Now we're into the juice of the partitioning. I created the VM disk to be 75GB, to test giving a small root partition and a separate home partition on different btrfs volumes for testing snapper rollbacks. Being a vm, i have to setup the biosboot partition. There's also an issue with setting up /boot on a btrfs volume and interacting with grub currently, especially when snapshots are involved. I decided to expose the core btrfs volumes to make the snapper setup easier later.

#Root password
rootpw --lock

user --name=nagel --password=XXXXXXXXXXXXX --groups=wheel

Simplest section. login to root user is locked. My user is defined. There's an additional setting to add the sshkey to login to the account that's created that I'm probably going to add.

%packages
@^server-product-environment
@headless-management
@container-management
@server-hardware-support
@virtualization
ansible
openssh-server
vim
git
python3-dnf-plugin-snapper
snapper
%end

Next is the packages section. This allows me to define both what fedora install i want (mostly due to the nature of using url step instead of cdrom), as well as the packages I want included from start.

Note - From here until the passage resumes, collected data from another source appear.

PR #28992, opened 2024-09-20
ts-patch: new package

paulgibert:
Adds new package ts-patch to Wolfi.

#### For new package PRs only


ts-patch.yaml
```diff
@@ -0,0 +1,66 @@
...
+    - name: Test tspc version
+      runs: |
+        tspc --version
+    - name: Test tspc compiles
+      runs: |
+        tsfile=$(mktemp /tmp/tempfile.XXXXXX.ts)
+        echo "console.log('Green eggs and ham.');" > $tsfile
+        jsfile=$(mktemp /tmp/tempfile.XXXXXX.js)
+        tspc $tsfile --outFile $jsfile
+        node $jsfile
```
jamonation, line 63:
```suggestion
        node $jsfile |grep "Green eggs and ham."
```

Super small suggestion here - since the application is logging this output, the test can check for it. This ensures that it is actually running the ts application, as opposed to say, silently outputting nothing. Looks great!

jamonation (approved):

PR #29005, opened 2024-09-20
Fix invalid period in schedule

xnox:
Fails wolfictl lint for all


imjasonh (dismissed):

xnox:
sadness need to either fix expected commits or force merge.

imjasonh:
Can you update the commits? These are going to block us anyway otherwise, and we might as well avoid the force merge.

ajayk (approved):

PR #29037, opened 2024-09-20
init apache hadoop package

kranurag7:
Fixes:

Related:

#### For new package PRs only


hadoop.yaml
```diff
@@ -0,0 +1,86 @@
...
+  epoch: 0
+  description: Open Source Identity and Access Management For Modern Applications and Services
+  copyright:
+    - license: Apache-2.0
+  target-architecture:
+    # note: skipping aarch64 because frontend-maven-plugin doesn't work on aarach arch.
+    - x86_64
+  dependencies:
+    runtime:
+      - openjdk-8
```
EyeCantCU, line 13: We don't need the full JDK. Just `openjdk-8-default-jvm`

hadoop.yaml
```diff
@@ -0,0 +1,86 @@
...
+  contents:
+    packages:
+      - bash
+      - busybox
+      - ca-certificates-bundle
+      - maven
+      - nodejs
+      - openjdk-8
+      - wolfi-base
+      - wolfi-baselayout
```
EyeCantCU, line 25: We don't need these

hadoop.yaml
```diff
@@ -0,0 +1,86 @@
...
+    # note: skipping aarch64 because frontend-maven-plugin doesn't work on aarach arch.
+    - x86_64
+  dependencies:
+    runtime:
+      - openjdk-8
+
+environment:
+  contents:
+    packages:
+      - bash
```
EyeCantCU, line 18: We can remove this

hadoop.yaml
```diff
@@ -0,0 +1,86 @@
...
+
+  - uses: maven/pombump
+    with:
+      patch-file: pombump-deps.yaml
+      properties-file: pombump-properties.yaml
+      pom: hadoop-project/pom.xml
+
+  - runs: |
+      tar --version
+      mkdir -p ${{targets.contextdir}}/
```
EyeCantCU, line 46: The destination directory (destdir) already exists. We only need to do this for subpackages. Not to mention, this is handled by the command below it

hadoop.yaml
```diff
@@ -0,0 +1,86 @@
...
+      mkdir -p ${{targets.contextdir}}/usr/share/java
+      mkdir -p ${{targets.contextdir}}/usr/bin
+      mvn -Pdist,src,yarn-ui -DskipTests -Dtar -Dmaven.javadoc.skip=true clean package -e -X
+      tar -xvf hadoop-dist/target/hadoop-${{package.version}}.tar.gz -C ${{targets.contextdir}}/usr/share/java
+      for f in ${{targets.contextdir}}/usr/share/java/hadoop-${{package.version}}/bin/*; do
+        ln -sf $f ${{targets.contextdir}}/usr/bin/$(basename $f)
```
EyeCantCU, line 52: This is no-op. It's going to create links to files that don't exist as contextdir will be accounted for

hadoop.yaml
```diff
@@ -0,0 +1,86 @@
...
+    contents:
+      packages:
+        - bash
+        - openjdk-8-jre
+    environment:
+      JAVA_HOME: /usr/lib/jvm/java-1.8-openjdk
+  pipeline:
+    - name: version check
+      runs: |
+        /usr/share/java/hadoop-${{package.version}}/bin/hadoop version
```
EyeCantCU, line 83: This should be `/usr/share/java/hadoop`, without the package version

hadoop/pombump-properties.yaml
```diff
@@ -0,0 +1,20 @@
+properties:
+  # the following deps can't be bumped because of signature errors.
+  # - property: avro.version
+  #   value: "1.11.3"
+  # - property: dnsjava.version
+  #   value: "3.6.0":
+  # - property: commons-compress.version
+  #   value: "1.26.0"
```
EyeCantCU, line 8: We can remove these, we'll tackle these when we file advisories

EyeCantCU (changes requested):

hadoop.yaml
```diff
@@ -0,0 +1,86 @@
...
+  version: 3.4.0
+  epoch: 0
+  description: Open Source Identity and Access Management For Modern Applications and Services
+  copyright:
+    - license: Apache-2.0
+  target-architecture:
+    # note: skipping aarch64 because frontend-maven-plugin doesn't work on aarach arch.
+    - x86_64
+  dependencies:
+    runtime:
```
EyeCantCU, line 12: There's bundled bash scripts so we should add `bash` at runtime

hadoop.yaml
kranurag7: the following line extracts the built hadoop tarball at `/usr/share/java` and the main hadoop binary lives at `/usr/share/java/hadoop-3.4.0/bin/hadoop` that's being used in tests. Please let me know if I should change something here in terms of placing the binary at some other location either directly or via symlink. 

```bash
tar -xvf hadoop-dist/target/hadoop-${{package.version}}.tar.gz -C ${{targets.destdir}}/usr/share/java
```

EyeCantCU: We should definitely exclude version in the path. I don't see a reason to have multiple versioned installations of Hadoop and this will complicate things when we set the working directory as well need to pass the Hadoop version

hadoop.yaml
```diff
@@ -0,0 +1,115 @@
...
+          cp scripts/transformation.py ${{targets.contextdir}}/opt/transformation.py
+          cp krb5.conf ${{targets.contextdir}}/opt/krb5.conf
+          ln -sf /usr/lib/async-profiler.jar ${{targets.contextdir}}/opt/profiler/build/async-profiler.jar
+          ln -sf /usr/lib/libasyncProfiler.so ${{targets.contextdir}}/opt/profiler/build/libasyncProfiler.so
+
+  - name: ${{package.name}}-compat
+    pipeline:
+      - runs: |
+          mkdir -p ${{targets.contextdir}}/opt
+          ln -sf /usr/share/java/hadoop ${{targets.contextdir}}/opt
```
EyeCantCU, line 89: Shouldn't this be `/opt/hadoop`?

EyeCantCU (changes requested):

hadoop.yaml
```diff
@@ -0,0 +1,115 @@
...
+        - async-profiler
+    pipeline:
+      - uses: git-checkout
+        with:
+          repository: https://github.com/apache/hadoop
+          # this branch is where the hadoop-runner base image comes from.
+          # for update please look into the PR that are updating the base image.
+          # previous work: https://github.com/apache/hadoop/pull/6910
+          branch: docker-hadoop-runner-jdk11-u2204
+          expected-commit: 5bb6f450340fa3deb931571d08d42a3f358af8bf
```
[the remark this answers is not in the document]
kranurag7: given this is a branch where upstream supports docker related configuration. I didn't find a way to poll based on branches. For now, I think this is stable because they are making new changes on another branch but if there's a way then please let me know about it. I'll implement the same. The central point here is that we need to poll on branches that start with `docker-` and then checkout that and build it.
From my attempt of looking into it, I find that doing it manually is the way to go for now because they also remove something in new branches which we depend on. 
For example: This (ref: https://github.com/apache/hadoop/tree/docker-hadoop-3.4) is latest `docker-` branch but python configuration on which we depend is missing from this branch.

hadoop.yaml
EyeCantCU, line 1: Rename as `hadoop-3.4`

hadoop.yaml
```diff
@@ -0,0 +1,147 @@
+package:
+  name: hadoop
```
EyeCantCU, line 2: Update the name here too

hadoop.yaml
```diff
@@ -0,0 +1,147 @@
...
+      - libtool
+      - maven
+      - openjdk-8
+      - openssl-dev
+      - protobuf-dev~3.21
+      - protobuf~3.21
+      - protoc~3.21
+      - snappy-dev
+      - snappy-static
+      - zlib
```
EyeCantCU, line 49: `zlib-dev` pulls in `zlib`

hadoop.yaml
```diff
@@ -0,0 +1,147 @@
...
+
+  - uses: maven/pombump
+    with:
+      patch-file: pombump-deps.yaml
+      properties-file: pombump-properties.yaml
+      pom: hadoop-project/pom.xml
+
+  - runs: |
+      mkdir -p ${{targets.destdir}}/usr/share/java/hadoop
+      mkdir -p ${{targets.destdir}}/usr/bin
```
EyeCantCU, line 76: This folder is empty, we can remove this

hadoop.yaml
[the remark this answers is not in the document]
EyeCantCU: I'm not sure I follow. We'd create a separate package and then just poll like this:

```yaml
update:
  enabled: true
  schedule: daily
  git: {}
```

We shouldn't need to pass anything else as it will leverage whatever we pass to `git-checkout` for polling

hadoop/fix-build-openssl.patch
EyeCantCU, line 1: Drop this

EyeCantCU (changes requested):

hadoop.yaml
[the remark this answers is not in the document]
kranurag7: thank you for the review. New package is tracked [here](https://github.com/wolfi-dev/os/pull/30294) and I've included the same as runtieme dependency to this package (https://github.com/wolfi-dev/os/pull/30294)

kranurag7:
CI is failing because `hadoop-runner` is not there which was include as runtime dependency to this package. 

Logs: 

`failed to bundle: unable to build graph: hadoop-3.4-3.4.0-r0: unable to resolve dependency hadoop-runner-3.4: could not find package that provides hadoop-runner-3.4 in indexes`

kranurag7:
closing given this is not longer tracked here.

Everything that starts with an @ symbol is a group of packages to install. headless-management adds packages to support cockpit, container-management adds all the packages needed for podman, server-hardware-support adds things like lm_sensors and other utils to monitor the health of the server, virtualization installs qemu and supporting packages, and the rest of the packages are things I want as part of the setup of my install. This list will change as I finalize the core install.

There's also the option for pre and post install scripts. %pre is usesful if you have specific partion schemes you want setup that are not easily done with the default partitioning commands. %post is there for anything you want in place after the installation is finished. I tried to use it for the snapper config, but even running outside of the chroot, I could not get it to work.

I'll keep tweaking the kickstart file as I go, and start building the ansible or salt configuration to finalize the setup before moving to the vm setups and other items.